I'll let everyone know how the trip is on Monday.

Rhonda


----------



## RhondaLynn (Jan 26, 2010)

Well I'm back. We had a wonderful trip. Here is a rundown on it.
1) We got up early (4 am) Wednesday morning and it was storming (1st rain we've had in 2 months) so we just rolled over and went back to sleep for another 2 hours. We got up around 7 and loaded everything up, went to the barn. Fed Cait and Elvis (yes that is his name, and it truly suits him) about that time another downpour came thru and we enjoyed every drop that fell!!! We finally got to leave about 8:30, stopped about 10 to eat breakfast. 

We rolled into Townsend, Tennessee and into the place we stayed about 11:30. We stayed at Gilbertson's Lazy Horse Retreat. Melody the owner was very friendly and accomodating. We had rented 2 stalls and a corral for turn out. The cabin we stayed in was older but perfect for us. It had 2 bedrooms we only needed one but spread all our stuff out into the other one. There were other cabins on the property. Another couple drove up about 30 min after we did and we discovered they lived about 30 minutes from us. 

After talking to them we decided to put the horses back on the trailer and go ride for a couple of hours. We drove to Cades Cove (very famous and beautiful valley in the Smokys) parked in a lot that is for trailers. Saddled up and took off up the side of the cove, we came across a flock of turkeys with about 10-15 in it. My mare Cait only startled and went right on. We rode with the other couple and they led us up the mountain and along the ridge then on switchbacks back down. The trail was very steep in spots and had a couple of places that was downright dangerous if we had been going DOWN instead of UP. There were lots of small rocks and large rocks which we are use to. I would suggest having borium or drill tech put on your shoes. Well worth the small amt of money to have it added. We got back to the barn and fed the horses and took our stinking selves to townsend (5 minutes away) to eat. 

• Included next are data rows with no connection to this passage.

PR #18386, opened 2023-10-26
[Android] Avoid possible crash using essentials Battery 

### LINKED ISSUE #18376: Android - Event handler BatteryInfoChanged unsubscribe crashes when no subscribe has happened before
### Description

After migration from Xamarin Essentials to MAUI Essentials I got a NullReferenceException on unsubscribing to the event BatteryInfoChanged, because in Batter 

In Xamarin Essentials there was a check in the BatteryImplementation.BatteryInfoChanged "remove" code with a variable "wasRunning". For some reason this check was removed in MAUI Essentials. And this causes my code to crash in MAUI Essentials and not in Xamarin Essentials.

The same issue will probably occur with all other events on IBattery.

### Steps to Reproduce

Reproduction steps for Android (didn't test on other platforms):

1. Inject an IBattery dependency in your class constructor.
2. Call _battery.BatteryInfoChanged -= (sender, args) => { };
3. Null reference exception occurs in Battery.android.cs on line 66 on batteryReceiver.Dispose() because batteryReceiver has never been initialized.

_No response_

### Version with bug

7.0.96

Unknown/Other

### Affected platforms

Android

Android (any version)

_No response_

### Relevant log output

_No response_

jsuarezruiz:
### Description of Change

Error with a simple fix that I have seen doing triage taking a look to new issues.
Avoid BatteryInfoChanged unsubscribe crashes when no subscribe has happened before.

### Issues Fixed

Fixes #18376


src/Essentials/src/Battery/Battery.android.cs
```diff
@@ -63,7 +63,7 @@ void StopBatteryListeners()
 			{
 				System.Diagnostics.Debug.WriteLine("Battery receiver already unregistered. Disposing of it.");
 			}
-			batteryReceiver.Dispose();
+			batteryReceiver?.Dispose();
```
jonathanpeppers, line 66: Is there one more issue? It looks like this would call `Application.Context.UnregisterReceiver(null)` above if `batteryReceiver` was `null`.

Can we enable nullable-reference types in this file as well? We should get a build error (with TreatWarningsAsErrors) if this is wrong.

jsuarezruiz: Ok, enabled nullable on the Android `BatteryImplementation`.

src/Essentials/src/Battery/Battery.android.cs
```diff
@@ -1,3 +1,5 @@
+# nullable enable
```
jonathanpeppers, line 1: I normally see it as:
```suggestion
#nullable enable
```

But I guess it works either way! The code formatter will probably fix it later, so no need to change it.

jonathanpeppers (dismissed):
This looks good, `#nullable enable` looks like it may have caught some other future bugs.

jonathanpeppers (approved):

hartez (approved):

PR #18388, opened 2023-10-26
Fix project name substitution in Blazor template nav menu and "VS install" prompt

### LINKED ISSUE #18382: Default MAUI Blazor app always has title 'BlazorWeb-CSharp' and doesn't open default file
### Description

The title should be replaced with the project name and not stay default. Also, the Index.razor file should be opened by default but doesn't.

The bugs are:

1. This needs to use the Maui template substitution name: https://github.com/dotnet/maui/blob/net8.0/src/Templates/src/templates/maui-blazor/Components/Layout/NavMenu.razor#L3
2. This needs to have the updated path after everything got renamed/moved: https://github.com/dotnet/maui/blob/net8.0/src/Templates/src/templates/maui-blazor/.template.config/template.json#L16-L34

### Steps to Reproduce

1. Create new MAUI Blazor app
2. See which file(s) got opened by default
3. Then run it and look at the title in the nav bar

_No response_

### Version with bug

8.0.0-rc.2.9373

8.0.0-rc.1.9171

### Affected platforms

iOS, Android, Windows, macOS

_No response_

_No response_

### Relevant log output

_No response_

Eilon:
Fixes #18382

### DIFF
--- a/src/Templates/src/templates/maui-blazor/Components/Layout/NavMenu.razor
+++ b/src/Templates/src/templates/maui-blazor/Components/Layout/NavMenu.razor
@@ -1,6 +1,6 @@
 ﻿<div class="top-row ps-3 navbar navbar-dark">
     <div class="container-fluid">
-        <a class="navbar-brand" href="">BlazorWeb-CSharp</a>
+        <a class="navbar-brand" href="">MauiApp.1</a>
     </div>
 </div>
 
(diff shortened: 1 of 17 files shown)


src/Templates/src/templates/maui-blazor/Components/Layout/NavMenu.razor
```diff
@@ -1,6 +1,6 @@
 ﻿<div class="top-row ps-3 navbar navbar-dark">
     <div class="container-fluid">
-        <a class="navbar-brand" href="">BlazorWeb-CSharp</a>
```
Eilon, line 3: This was a copy/paste accident when updating the templates to the latest Blazor. This should have used the MAUI project name substitution so that it gets replaced with whatever the user called their project.

mattleibow (dismissed):

Redth (approved):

2) Thursday we got up and fed, met another couple from NC with gaited horses and rode with them. They had been coming to Gilbertson's for many years. They had the typical tall leggy TWH. We have Spotted Saddle horses that are more stocky. Another couple from Michigan who drove 12 hours to get there was going also. They rode a beautiful buckskin mare and a arabian. They had to do plenty of trotting and loping to keep up. 

For this ride we drove toward Cades Cove but not into the cove, we were going to park our triailers on the side of the road (in a turn out area) and ride back to the barn. One of the women who was our fearless leader on the leggy TWH knew the trail. We went on some typical trails thru some beautiful areas. We ate lunch at a very pretty rushing stream. then got on an old logging type roadbed, it was breathtaking because of the stream beside it and the moutain laural all around. We then had to ride on a paved road (dead end road with hardly any traffic) that was fairly steep. Once again I was glad we had the drill tech on our horses. The QH mare and Arabian slipped some on their back feet. Ours didn't slip or slid a single bit. When we got back to the barn, the guys loaded up in a car one of the couples had rented and went back to get the trailers. We got cleaned up and went to eat at AJ's for some delicious fried catfish, I am not a fish eater but it was wonderful.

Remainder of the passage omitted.